Attentive Tensor Product Learning
This addresses the challenge of integrating explicit language structures into deep learning for NLP tasks, but it appears incremental as it builds on existing TPR and attention methods.
The paper tackled the problem of representing grammatical structures in deep learning models by proposing Attentive Tensor Product Learning (ATPL), which integrates Tensor Product Representations with attention modules and typical architectures like LSTM and FFNN, and demonstrated its effectiveness in tasks such as image captioning, POS tagging, and constituency parsing.

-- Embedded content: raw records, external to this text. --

PR #791, opened 2022-10-13
fix: `/folders/_/usage` API not working on privileged call

kyujin-cho:
This PR fixes vFolder API crashing when vFolder reference is passed via query params, and lets admin allow access to all vFolders regardless of ownership when using `query_accessible_vfolders()`.

### DIFF
--- a/src/ai/backend/manager/api/vfolder.py
+++ b/src/ai/backend/manager/api/vfolder.py
@@ -110,12 +110,19 @@ def vfolder_filter_by_status_required(perm: VFolderAccessStatus):
             elif "name" in request.match_info:
                 folder_name = request.match_info["name"]
                 vf_name_conds = vfolders.c.name == folder_name
-            elif isinstance(args[1], dict) and "id" in args[1]:
-                folder_id = args[1]["id"]
+            elif "id" in request.query:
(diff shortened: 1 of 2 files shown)


src/ai/backend/manager/api/vfolder.py
```diff
@@ -105,17 +105,24 @@ async def _wrapped(request: web.Request, *args, **kwargs) -> web.Response:
...
+            elif "name" in request.query:
+                query_folder_name = request.query["name"]
+                vf_name_conds = vfolders.c.name == query_folder_name
+            elif len(args) > 1 and isinstance(args[1], dict):
+                if body_folder_id := args[1].get("id"):
+                    vf_name_conds = vfolders.c.id == body_folder_id
+                elif body_folder_name := args[1].get("name"):
+                    vf_name_conds = vfolders.c.name == body_folder_name
+                else:
+                    raise VFolderFilterStatusFailed("either vFolder id nor name not supplied")
```
adrysn: When the `id` or `name` is delivered via `POST` body parameter, this logic raises the `VFolderFilterStatusFailed`. We also need to take into account for the body parameter.

adrysn (changes requested):

PR #804, opened 2022-10-20
feat: Improve cpuset detection to use Docker's cgroup cpuset

### LINKED ISSUE #803: Auto-detect and exclude exclusively reserved CPU cores
In some cases, Linux cgroups may have "exclusively assigned" CPU cores to a specific cgroup (usually an I/O-intensive filesystem agents), causing Docker to crash when trying to create a container with overlapping CPU cores, like:

```
runc create failed: unable to start container process:
  unable to apply cgroup configuration:
  failed to write "0,1,2,...":
  write /sys/fs/cgroup/cpuset/docker/xxxxx/cpuset.cpus:
  permission denied: unkown
```

Reference: moby/moby#29496

We need to use the explicitly cgroup cpuset cores assigned to the Docker service, [instead of taking the `NCPU` field from the local docker info API](https://github.com/lablup/backend.ai/blob/main/src/ai/backend/agent/docker/intrinsic.py#L116).

Example:
```console
# cat /sys/fs/cgroup/cpuset/docker/cpuset.cpus
0,3-15,18-31,34-47,50-64,67-79,82-95,98-111,114-127
```

achimnol:
resolves #803

- refactor: Remove unnecessary dependency to `local_config` pytest fixture which
  causes popuplation of temporary etcd/redis containers


achimnol:
I'm now thinking about how to improve the abstraction to embrace both internal CPU plugin overrides from the license plugin while keeping consistent CPU set retrieval interface for both Docker and K8s backends.

achimnol:
I will make a separate issue for the refactoring.

kyujin-cho (approved):

PR #820, opened 2022-10-22
fix: return empty commit status when the session is not running

adrysn:


fregataa (approved):

kyujin-cho:
This PR will be a partial rollback from #787.

kyujin-cho (approved):

PR #824, opened 2022-10-22
docs: Readme.md for update Badges

### LINKED ISSUE #793: Update outdated `README.md` badges
### Main idea

Since our README‘s badges related to PyPI package points `backend.ai` package, which is abandoned after we’ve migrated to mono-repo, is referencing outdated informations.
IMG_0070
I think we can resolve it by just change it to point `backend.ai-manager`.

### Alternative ideas

_No response_

### Anything else?

_No response_

hekang42:
close #793 
@lizable
@kyujin-cho

### DIFF
--- a/README.md
+++ b/README.md
@@ -1,8 +1,8 @@
 Backend.AI
 ==========
 
-[![PyPI release version](https://badge.fury.io/py/backend.ai.svg)](https://pypi.org/project/backend.ai/)
-![Supported Python versions](https://img.shields.io/pypi/pyversions/backend.ai.svg)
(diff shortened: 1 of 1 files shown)


lizable (approved):
Thx for updating our README!
It seems like there's an unexpected error for versioning python we need to update our metadata. Anyway, we'll fix it.

kyujin-cho:
Merged. We still need to figure out way to set supported Python version correctly (not just a ambiguous `3`) when generating setup.cfg. This will be done on a separate PR.

PR #827, opened 2022-10-22
feat: Support `.sessionenv` to auto-populate environment variables in client CLI 

### LINKED ISSUE #799: Support `.sessionenv` to auto-populate environment variables in client CLI
Let's use `dotenv` to automatically read the current working directory's `.sessionenv` file (or the one designated by a CLI option) to pass multiple environment variables to a new compute session with ease.

upa-r-upa:
Resolve #799 

Now, users can inject options through `.sessionenv` without entering any command options when using the `start` and `run` commands.

### changes

- Add `auto_envvar_prefix` option in `./backend-ai start`, `./backend-ai run` command.
  - `.env` config file name is `.sessionenv` and prefix is `BACKEND_CLI`.


kyujin-cho:
Please convert PR to "Ready for review" if you're ready to do so.

upa-r-upa:
> Please convert PR to "Ready for review" if you're ready to do so.

Hello!
This PR does not work properly yet to read dotenv.
I'm going to solve it quickly.

upa-r-upa:
@kyujin-cho Please review!

achimnol (changes requested):
It's a wrong implementation and I think you have misunderstood the issue.  We should not load `.sessionenv` into the client process's environment variables.

Instead, the PR should just read `.sessionenv` in the client (so in this case we don't have to use `dotenv` because we are not going to inject it into `os.environ`), pass it to the manager via the session creation API's arguments, and update the environment variable list passed to the kernel creation RPC call.  The goal is to ensure the container processes have the env-vars set from the client-side `.sessionenv`.

The environment variables are passed as-is and do not interfere with the client-side environment variables, so we *don't need* any special prefix like you did (`CLI_ENV_PREFIX`).

achimnol:
Closing as stale. We will start a new PR.

PR #830, opened 2022-10-22
Added installation guide for wsl2

ArnavScripts:


lizable (changes requested):
Hmm, I think you just misunderstood sth. It doesn't mean that we need to install WSL2 here.
All we need is a complete installation of Backend.AI Cluster in WSL2, not install WSL2 itself.
Please refer to the document and apply it with screenshots if needed.

achimnol:
Replaced with #1722.

PR #840, opened 2022-10-26
fix: logical errors in calculating monthly stats

### LINKED ISSUE #839: The monthly stat value is not accurate.

macOS (Apple Silicon)

### Backend.AI version

22.09.4

### Describe the bug

[`get_time_binned_monthly_stats()`](https://github.com/lablup/backend.ai/blob/main/src/ai/backend/manager/api/resource.py#L550) has a logical error, such as `num_sessions` not being counted properly even though the session is being used at that time. For example, if a user has used a session for the time period from 10:00 to 17:00, the resource quota should remain floating during that time. However, it is currently counted only at the session start time. It needs to modify it to calculate the proper stat.

### To Reproduce

_No response_

### Expected Behavior

Both the number and resources of the session must be properly combined during the session run time.

### Anything else?

_No response_

Sujin-Kim1:
this resolves #839 
Modify calculating monthly stats logic so that number of sessions and resource usage is calculated appropriately during all session execution times.

### DIFF
--- a/src/ai/backend/manager/api/resource.py
+++ b/src/ai/backend/manager/api/resource.py
@@ -585,11 +585,9 @@ async def get_time_binned_monthly_stats(request: web.Request, user_uuid=None):
         rows = result.fetchall()
 
     # Build time-series of time-binned stats.
-    rowcount = len(rows)
     now_ts = now.timestamp()
     start_date_ts = start_date.timestamp()
     ts = start_date_ts
-    idx = 0
     tseries = []
     # Iterate over each time window.
     while ts < now_ts:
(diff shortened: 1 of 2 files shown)


src/ai/backend/manager/api/resource.py
```diff
@@ -601,29 +601,27 @@ async def get_time_binned_monthly_stats(request: web.Request, user_uuid=None):
...
+                if "cuda.shares" in row.occupied_slots:
+                    gpu_allocated += Decimal(row.occupied_slots["cuda.shares"])
+                raw_stat = await redis_helper.execute(
+                    root_ctx.redis_stat, lambda r: r.get(str(row["id"]))
+                )
+                if raw_stat:
+                    last_stat = msgpack.unpackb(raw_stat)
+                    io_read_bytes += int(nmget(last_stat, "io_read.current", 0))
+                    io_write_bytes += int(nmget(last_stat, "io_write.current", 0))
+                    disk_used += int(nmget(last_stat, "io_scratch_size/stats.max", 0, "/"))
```
fregataa:
```suggestion
        for row in rows:
            if ts + time_window <= row.created_at.timestamp() or ts >= row.terminated_at.timestamp():
                continue
            num_sessions += 1
            cpu_allocated += int(row.occupied_slots.get("cpu", 0))
            mem_allocated += int(row.occupied_slots.get("mem", 0))
            if "cuda.devices" in row.occupied_slots:
                gpu_allocated += int(row.occupied_slots["cuda.devices"])
            if "cuda.shares" in row.occupied_slots:
                gpu_allocated += Decimal(row.occupied_slots["cuda.shares"])
            raw_stat = await redis_helper.execute(
                root_ctx.redis_stat, lambda r: r.get(str(row["id"]))
            )
            if raw_stat:
                last_stat = msgpack.unpackb(raw_stat)
                io_read_bytes += int(nmget(last_stat, "io_read.current", 0))
                io_write_bytes += int(nmget(last_stat, "io_write.current", 0))
                disk_used += int(nmget(last_stat, "io_scratch_size/stats.max", 0, "/"))
```
We can simply iterate the rows.

fregataa (changes requested):
Let's replace `while` to `for ... in` statement

src/ai/backend/manager/api/resource.py
agatha197: reflected! thanks :)

fregataa (approved):
lgtm

PR #1922, opened 2024-02-21
feat: Add the non-intercative mode to the TUI installer

### LINKED ISSUE #1920: Add the non-interactive mode to the TUI installer
- Use the mode option as given instead of highlighting it as the default menu.
- Make the target path option applied if specified, instead of taking the user input (the default `~/backendai`)

achimnol:
resolves #1920

It adds the `--non-interactive` flag that:
- Auto-selects the mode specified via the cli option
- Skips the input dialog to get an alternative target-path when it already exists
- Auto-exits when the installation process is done or has failed by simulating the "q" key press


achimnol:
We'll open a follow-up issue if there are other hang-up issues in the headless (non-tty) mode.

PR #1924, opened 2024-02-22
refactor: Enhance typing of some modules

achimnol:
* refactor: Enhance typing of the `ai.backend.manager.models.base` module
* refactor: Make typing/arg-names consistent in the `ai.backend.storage` package
  - `recursive` is now an explicitly keyword-only argument.
  - The default value of `recursive` is now consistent between the concrete implementation classes and the abstract base class.
  - `options: QuotaConfig` is now consistently `config: QuotaConfig`.
  - `target_path` arguments in the concrete classes are renamed to `path` to silence pyright warning about mismatch with argument names in the base classes.
* refactor: Use `enum.{IntEnum,StrEnum}` when possible
  - https://docs.python.org/3/library/enum.html#enum.IntEnum
  - https://docs.python.org/3/library/enum.html#enum.StrEnum
  - They can be serialized via `json.dumps()` as their values without any extra conversion.
  - In Click command handlers:  
    `click.Choice([*LogSeverity.__members__.keys()], case_sensitive=False)`  
    → `click.Choice([*LogSeverity], case_sensitive=False)`
    - Click preserves the enum type when processing case-insensitive match.
  - In alembic migrations:  
    `list(map(lambda v: v.value, VFolderPermission))`  
    → `list(map(str, VFolderPermission))`

### DIFF
--- a/src/ai/backend/accelerator/mock/defs.py
+++ b/src/ai/backend/accelerator/mock/defs.py
@@ -1,6 +1,6 @@
 import enum
 
 
-class AllocationModes(str, enum.Enum):
+class AllocationModes(enum.StrEnum):
     DISCRETE = "discrete"
     FRACTIONAL = "fractional"
--- a/src/ai/backend/agent/server.py
+++ b/src/ai/backend/agent/server.py
@@ -868,15 +868,15 @@ async def server_main(
 )
 @click.option(
     "--log-level",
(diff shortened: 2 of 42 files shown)


achimnol:
NOTE: This PR updates some existing migration codes, so `require:db-migration` is a false-positive.

PR #1934, opened 2024-02-27
fix: CLI `agent info` related bugs

fregataa:
related to #1793 

* Replace `HardwareMetadata` to `dict` when class check because `TypedDict` does not support such functionality
* Add a missing parameter to default metric value formatter in the Client SDK's output framework.
  - Also make it detectable via static type checks by improving type annotations.
* Refine and clarify the description of `MetricTypes`, with fixes of the `cuda_open` and `mock` plugin metric types.
  - Rename `MetricTypes.USAGE` to `MetricTypes.GAUGE` to distinguish better from `MetricTypes.ACCUMULATION`.
  - This renaming does not affect existing compute plugins:
    - `MetricTypes.USAGE` is preserved for backward compatibility and evaluated as the same to `MetricTypes.GAUGE`.
    - `metric.type` attribute does not change the processing/display of metric values at all. Frontend formatters use `unit_hint` as the primary key.

### DIFF
--- a/changes/1934.fix.md
+++ b/changes/1934.fix.md
@@ -1,0 +1,1 @@
+Fix CLI `agent info` related issues by replacing `HardwareMetadata` to `dict` when class check and adding parameter to default metric value formatter.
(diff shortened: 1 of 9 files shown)


achimnol (approved):
Thanks for the initial fix.
I've expanded your changes to make the original bug detectable via static type checks and improve clarity of related codes.

PR #1935, opened 2024-02-27
fix: unreasonable `ondelete` restrictions of certain foreign keys

fregataa:
- Change `endpoints.model` to nullable and set ondelete="NULL"
- Set `endpoint_tokens.endpoint` ondelete="NULL"


src/ai/backend/manager/models/endpoint.py
```diff
@@ -82,7 +82,10 @@ class EndpointRow(Base):
         "image", GUID, sa.ForeignKey("images.id", ondelete="RESTRICT"), nullable=False
     )
     model = sa.Column(
-        "model", GUID, sa.ForeignKey("vfolders.id", ondelete="RESTRICT"), nullable=False
+        "model",
+        GUID,
+        sa.ForeignKey("vfolders.id", ondelete="SET NULL"),
+        nullable=True,
```
kyujin-cho, line 88: Unless updating API implementation to aware of nullable `model` column, leaving model service which depends on now removed VFolders alive will cause lots of query errors. Please either update on delete rule to `CASCADE` or update API implementations to skip querying model services without `model` column set.

kyujin-cho (changes requested):

PR #1941, opened 2024-02-29
fix: modify the code logic to check for the existence of min/max in `resource_limits`.

agatha197:
Modify the code logic to check for the existence of min/max in the `resource_limits` of the `ModifyImage` mutation.
From this PR, the admin can modify the image metadata without the below error.

Original error log:
```shell
ADMIN.GQL Exception: {'message': "object of type 'UndefinedType' has no len()", 'locations': [{'line': 6, 'column': 5}], 'path': ['modify_image']}
2024-02-29 14:05:15.598 DEBUG ai.backend.manager.api.admin [49674] Traceback (most recent call last):
  File "/backend.ai/dist/export/python/virtualenvs/python-default/3.11.6/lib/python3.11/site-packages/graphql/execution/execute.py", line 528, in await_result
    return_type, field_nodes, info, path, await result
                                          ^^^^^^^^^^^^
  File "/backend.ai/src/ai/backend/manager/models/image.py", line 1007, in mutate
    if limit_option.max is not None and len(limit_option.max) > 0:
                                        ^^^^^^^^^^^^^^^^^^^^^
graphql.error.graphql_error.GraphQLError: object of type 'UndefinedType' has no len()

GraphQL request:6:5
5 | ) {
6 |     modify_image(
  |     ^
7 |         target: $target,
```

- [ ] Test case(s) to:
- [ ] Documentation


fregataa (commented):
How about checking `Undefined` of `limit_option`?

PR #1962, opened 2024-03-22
fix: Disable krunner's user site to avoid potential conflicts with user-installed packages

### LINKED ISSUE #1959: Disable user site packages (`~/.local`) for specific in-container Python components
When users install custom Python packages into the user-site directory (`~/.local`) which is provided as an auto-mounted docker volume in containers, sometimes they break the dependency of Jupyter making it to crash when starting the app.

We could minimize the impact of dependency breakage due to user-installed packages as follows:
image

However, it is not possible to 100% prevent such problems because we cannot disable user-site directories for specific packages for a single Python process running both ipykernel and user programs.

> [!NOTE]
> _Some futuristic idea:_ We could make ipykernel to use subinterpreters in Python 3.12+ to isolate the package import namespaces (with different user-site settings) within a single process.

Still, I think it would be better to explicitly disable user-sites for the designated components to minimize the problem's surface area.

achimnol:
resolves #1959

This PR disables the user-site functionality for the krunner python commands to improve security and potential conflicts with the user-installed packages that may override some packages in the krunner.

Though, it does not disable it for the user-executed service-port apps that use the container's own Python runtime such as Jupyter notebooks (both the frontend server and the kernel processes). This is why I've put `-s` options individually instead of setting the `PYTHONNOUSERSITE=1` environment variable which may propagate to all sub-processes.

### DIFF
--- a/changes/1962.fix.md
+++ b/changes/1962.fix.md
@@ -1,0 +1,1 @@
+Explicitly disable the user-site package detection in the krunner python commands to avoid potential conflicts with user-installed packages in `.local` directories
--- a/src/ai/backend/agent/agent.py
+++ b/src/ai/backend/agent/agent.py
@@ -1920,6 +1920,7 @@ class AbstractAgent(
                     krunner_opts.append("--debug")
                 cmdargs += [
                     "/opt/backend.ai/bin/python",
+                    "-s",
                     "-m",
                     "ai.backend.kernel",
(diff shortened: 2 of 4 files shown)


achimnol:
Tested the behavior as follows.

Without the "-s" flag (user-site enabled):
image

With the "-s" flag (user-site disabled):
image

PR #1970, opened 2024-03-27
chore: Wrap `callosum.AuthenticationError` to custom error

fregataa:
`callosum.AuthenticationError` is raised when manager's RPC peer object fails to initiate zmq connection due to several reasons like...
- Ping timeout
- Unable to access agent address
- etc

Let's wrap `callosum.AuthenticationError` to our custom error so that we don't misunderstand that it is an **"authentication error"**


src/ai/backend/manager/exceptions.py
```diff
@@ -25,6 +25,26 @@ class InvalidArgument(Exception):
     pass
 
 
+class RPCError(RuntimeError):
+    """
+    An exception class to represent any error caused in RPC functions.
+    """
+
```
kyujin-cho, line 32: The idea to wrap AuthenticationError with a more meaningful `RPCError` looks great. However this error should contain more information about the cause (think of the facts you've mentioned at the PR description!). Please update the implementation to contain more details.

kyujin-cho (changes requested):

src/ai/backend/manager/exceptions.py
```diff
@@ -25,6 +25,29 @@ class InvalidArgument(Exception):
...
+    def __init__(
+        self,
+        agent_id: AgentId,
+        agent_addr: str,
+        exc_repr: str,
+    ) -> None:
+        super().__init__(agent_id, agent_addr, exc_repr)
+        self.agent_id = agent_id
+        self.agent_addr = agent_addr
+        self.exc_repr = exc_repr
```
kyujin-cho: To match convention I think this variable is better to be named as `extra_msg`.
```suggestion
        self.extra_msg = extra_msg
```

kyujin-cho (changes requested):

kyujin-cho (approved):

PR #1973, opened 2024-03-28
feat: Per-user container image creation from running sessions

kyujin-cho:
This PR introduces new API ` POST /session/{session_id}/image`, which commits ongoing session and pushes artifact to designated registry.    
To make this feature work, administrator first has to update project setting to fill out `per_user_image_storage_registry` column. `per_user_image_storage_registry` should contain a JSON string formed like `{"registry": "<registry name>", "project": "<registry project name>"}`, where `<registry name>` refers registry definition (`config/docker/registries/<registry name>`) and `<registry project name>` for registry project defined under `config/docker/registries/<registry name>/projects`.


src/ai/backend/manager/registry.py
```diff
@@ -457,6 +458,10 @@ async def create_session(
                     ],
                 )
             requested_image_ref = image_row.image_ref
+            if (
+                _owner_uuid := image_row.labels.get("ai.backend.image-owner")
+            ) and _owner_uuid != str(user_scope.user_uuid):
```
achimnol: We plan to expand this feature to support per-project custom images.
Let's use quota-scope-like prefixes to distinguish whether the given owner ID is a user or a project.

src/ai/backend/manager/registry.py
```diff
@@ -3162,9 +3167,56 @@ async def get_commit_status(
...
+        extra_labels: dict[str, str] = {},
+    ) -> Mapping[str, Any]:
+        """
+        Commit a main kernel's container of the given session.
+        """
+
+        kernel: KernelRow = session.main_kernel
+        if kernel.status != KernelStatus.RUNNING:
+            raise InvalidAPIParameters(
+                f"Unable to commit since kernel(id: {kernel.id}) of session(id: {session.id}) is"
```
achimnol: Though this is not a strictly documented convention, I'd suggest the following to keep consistency with existing log formats:
```suggestion
                f"Unable to commit since the kernel k:{kernel.id} (of s:{session.id}) is"
```

src/ai/backend/agent/server.py
```diff
@@ -608,20 +610,52 @@ async def commit(
...
+    async def push_image(
+        self,
+        canonical: str,
+        architecture: str,
+        registry_conf: ImageRegistry,
+        *,
+        is_local: bool = False,
+    ) -> dict[str, Any]:
+        log.info("rpc::push_image(c:{})", canonical)
+        bgtask_mgr = self.local_config["background_task_manager"]
```
achimnol: This shouldn't be at `local_config`.
Put it in the `AbstractAgent` or similar things.

src/ai/backend/agent/server.py
```diff
@@ -608,20 +610,52 @@ async def commit(
...
         kernel_id: str,
         subdir: str,
-        filename: str,
+        *,
+        canonical: str | None = None,
+        filename: str | None = None,
+        extra_labels: dict[str, str] = {},
     ) -> dict[str, Any]:
         log.info("rpc::commit(k:{})", kernel_id)
         bgtask_mgr = self.local_config["background_task_manager"]
```
achimnol: Same here.

achimnol (changes requested):
Initial batch of review!

PR #1985, opened 2024-04-01
fix: inconsistency of `kernels.session_name` column

fregataa:
resolves https://github.com/lablup/giftbox/issues/646

- update session rename API to update session's sibling kernels.session_name
- sync mismatch between `kernels.session_name` with `sessions.name`


kyujin-cho (approved):

kyujin-cho:
Although I did reckon the DB migration script from this PR does not involve any kind of DB schema alteration, since we did agree to freeze whole datbase migration tree from prior major release, this PR should not be backported to 23.09.

PR #1988, opened 2024-04-01
fix: Revert vfolder APIs response to raw `web.Response`

fregataa:


kyujin-cho (approved):
For now this PR will be approved, but please keep in mind of of allowing setting arbitrary response headers along with using pydantic as response schema validator.

PR #1989, opened 2024-04-02
feat: Clear `error_logs` records in the `clear-history` command

### LINKED ISSUE #1974: Clear the old `error_logs` records in the `mgr clear-history` command
https://github.com/lablup/backend.ai/blob/1c34a01ecac777cf2aba08519d74b7a9e874566c/src/ai/backend/manager/cli/__main__.py#L222
This function should also clean up the old records of the `error_logs` table.

jopemachine:

- [ ] Test case(s) to:
- [ ] Documentation

Fixed #1974.


src/ai/backend/manager/cli/__main__.py
```diff
@@ -305,10 +306,6 @@ async def _clear_terminated_sessions():
                 )
                 deleted_count = result.rowcount
 
-                vacuum_sql = "VACUUM FULL" if vacuum_full else "VACUUM"
-                log.info(f"Perfoming {vacuum_sql} operation...")
-                await conn.exec_driver_sql(vacuum_sql)
-
```
kyujin-cho, line 311: Could you tell me why this block has been lifted?

kyujin-cho (changes requested):

src/ai/backend/manager/cli/__main__.py
jopemachine: I moved the logic to the bottom function (`_clear_old_error_logs`) because I find it easier to identify the vacuum-related logic at the end rather than somewhere in the middle.

kyujin-cho: @jopemachine  Since `VACCUM` operation itself does not depend on neither session clear nor error log clearing job, I think it is better to separate it as an independent job package rather than appending it to prior jobs.

kyujin-cho (approved):

PR #1991, opened 2024-04-02
feat: Enable robust DB connection handling

fregataa:
Considering situations such as DB HA settings, there may be many situations where DB processes are restarted. Optimistic connection pool handling(pool-recycle, #1877) does not fully cope with these frequent DB restarts, so we introduce pessimistic DB connection pool handling, `pool-pre-ping`.

`pool-pre-ping` setting eliminates DB error due to stale pooled connections by ping at the start of each connection pool checkout.
It adds a small overhead to the connection checkout process.

ref: https://docs.sqlalchemy.org/en/14/core/pooling.html#disconnect-handling-pessimistic

- [ ] Test case(s) to:

### DIFF
--- a/configs/manager/halfstack.toml
+++ b/configs/manager/halfstack.toml
@@ -12,7 +12,7 @@ name = "backend"
 user = "postgres"
 password = "develove"
 pool-recycle = 50
-pool-pre-ping = true
+pool-pre-ping = false
 
 
 [manager]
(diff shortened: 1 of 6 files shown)


configs/manager/halfstack.toml
```diff
@@ -12,6 +12,7 @@ name = "backend"
 user = "postgres"
 password = "develove"
 pool-recycle = 50
+pool-pre-ping = true
```
achimnol: Since the default value is false, I think this should be also false.
Though, we should recommend setting this option for HA setups.

achimnol (approved):

PR #2706, opened 2024-08-13
fix:let vfolder GET requests contain data in params rather than body

why-arong:
After #2483  , we should let GET requests contain data in params rather than body!

Similar to this PR: #2661.

so, let's fix client's vfolder api.
and it could solve the cli-integration failure issue!! (related to: https://github.com/lablup/backend.ai/pull/2703)

---
The existing `build_url` function in **test_vfolders.py** had an issue where it was incorrectly recognizing query parameters as part of the path. 

This has been changed to append query parameters to the URL 
similar to the [`_build_url` method in the Request class.](https://github.com/lablup/backend.ai/blob/5ed63d28a6840b11029e61168baddea4af770438/src/ai/backend/client/request.py#L281C6-L291C19)


src/ai/backend/client/func/vfolder.py
```diff
@@ -607,10 +607,7 @@ async def delete_files(self, files: Sequence[Union[str, Path]], recursive: bool
 
     @api_function
     async def list_files(self, path: Union[str, Path] = "."):
-        rqst = Request("GET", "/folders/{}/files".format(self.name))
-        rqst.set_json({
-            "path": path,
-        })
+        rqst = Request("GET", "/folders/{}/files".format(self.name), params={"path": str(path)})
```
why-arong, line 610: In the Request class, the params attribute [should only accept mappings where the keys are str and the values are either str or int. ](https://github.com/lablup/backend.ai/blob/5ed63d28a6840b11029e61168baddea4af770438/src/ai/backend/client/request.py#L129C4-L136C54)

why-arong: so I convert `path` to `str`

kyujin-cho (approved):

This paper proposes a new architecture - Attentive Tensor Product Learning (ATPL) - to represent grammatical structures in deep learning models. ATPL is a new architecture to bridge this gap by exploiting Tensor Product Representations (TPR), a structured neural-symbolic model developed in cognitive science, aiming to integrate deep learning with explicit language structures and rules. The key ideas of ATPL are: 1) unsupervised learning of role-unbinding vectors of words via TPR-based deep neural network; 2) employing attention modules to compute TPR; and 3) integration of TPR with typical deep learning architectures including Long Short-Term Memory (LSTM) and Feedforward Neural Network (FFNN). The novelty of our approach lies in its ability to extract the grammatical structure of a sentence by using role-unbinding vectors, which are obtained in an unsupervised manner. This ATPL approach is applied to 1) image captioning, 2) part of speech (POS) tagging, and 3) constituency parsing of a sentence. Experimental results demonstrate the effectiveness of the proposed approach.